Nice to meet you, now back off! How to socially distance without seeming rude
- Written by Nathalie Collins, Academic Director (National Programs), Edith Cowan University
Depending on your culture, you are probably used to greeting someone with a handshake, hug or nose bump. Well, not any more.
As introverts everywhere silently (of course) celebrate the need for social distance, the rest of us are struggling to navigate how to project our feelings without touch.
Read more: Social distancing can make you lonely. Here's how to stay connected when you're in lockdown
How much we touch someone when we greet them varies by culture, personality and gender, as well as relationship. Besides being an important greeting ritual, appropriate touch can also serve to strengthen emotional bonds and help to establish the relationship status of two people, whether family, friends, business colleagues, or strangers.
Hands off
Important as handshakes are, the need for personal safety trumps everything. You absolutely don’t have to shake someone’s hand just because they offer it.
How should we deal with any awkwardness that arises? The best advice is to talk about it, but not at length. It doesn’t require an apology or a long explanation.
When refusing a handshake, do so simply and without fuss, and mention the coronavirus at the first opportunity. Say something simple and concise, such as: “Due to the virus I am not shaking hands at the moment.”
Or, to make it totally clear that it’s nothing personal, you could try saying: “I am not shaking anyone’s hand.”

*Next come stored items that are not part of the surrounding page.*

PR #75, opened 2024-01-31
Add caching

afsalthaj:
https://www.notion.so/golemcloud/Worker-Executor-gRPC-client-caching-3b1ec1f782e24b0a9401b180130f763c?pvs=4


afsalthaj:
Initially implemented using dashmap out of interest (wasn't bad), but trying to change to what we usually do

golem-service-base/src/worker_executor_clients.rs
```diff
@@ -1,24 +1,45 @@
...
+
+        if let Some(client) = cache.get(pod) {
+            return Ok(client.clone());
+        }
+
         let client = WorkerExecutorClient::connect(pod.uri())
             .await
             .map_err(|e| e.to_string())?;
+
+        cache.insert(pod.clone(), client.clone());
```
justcoon, line 41: i think we may need some cache invalidation in future ...

golem-service-base/src/worker_executor_clients.rs
```diff
@@ -1,24 +1,45 @@
+use crate::model::Pod;
 use async_trait::async_trait;
 use golem_api_grpc::proto::golem::workerexecutor::worker_executor_client::WorkerExecutorClient;
+use std::collections::HashMap;
+use std::sync::Arc;
+use tokio::sync::Mutex;
 use tonic::transport::Channel;
 
-use crate::model::Pod;
+type WorkerExecutorCache = Arc<Mutex<HashMap<Pod, WorkerExecutorClient<Channel>>>>;
```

The tone in which you say these things is crucial. It should be light and maybe even playful. You could further put the other person at ease by saying something friendly like: “It’s lovely to see you again.”
Whatever you do, do it with a smile. The gesture on your face is more important than the ones with your hands. If you’re feeling awkward, make a conscious effort to remember to smile, especially if you are a bloke – one study found that men tend to smile less often than women.
With handshakes and even elbow-bumps now off the table, you could try non-contact options such as a thumbs-up, a “namaste”-style prayer gesture, or even an ironic jazz hands if you think you can pull it off.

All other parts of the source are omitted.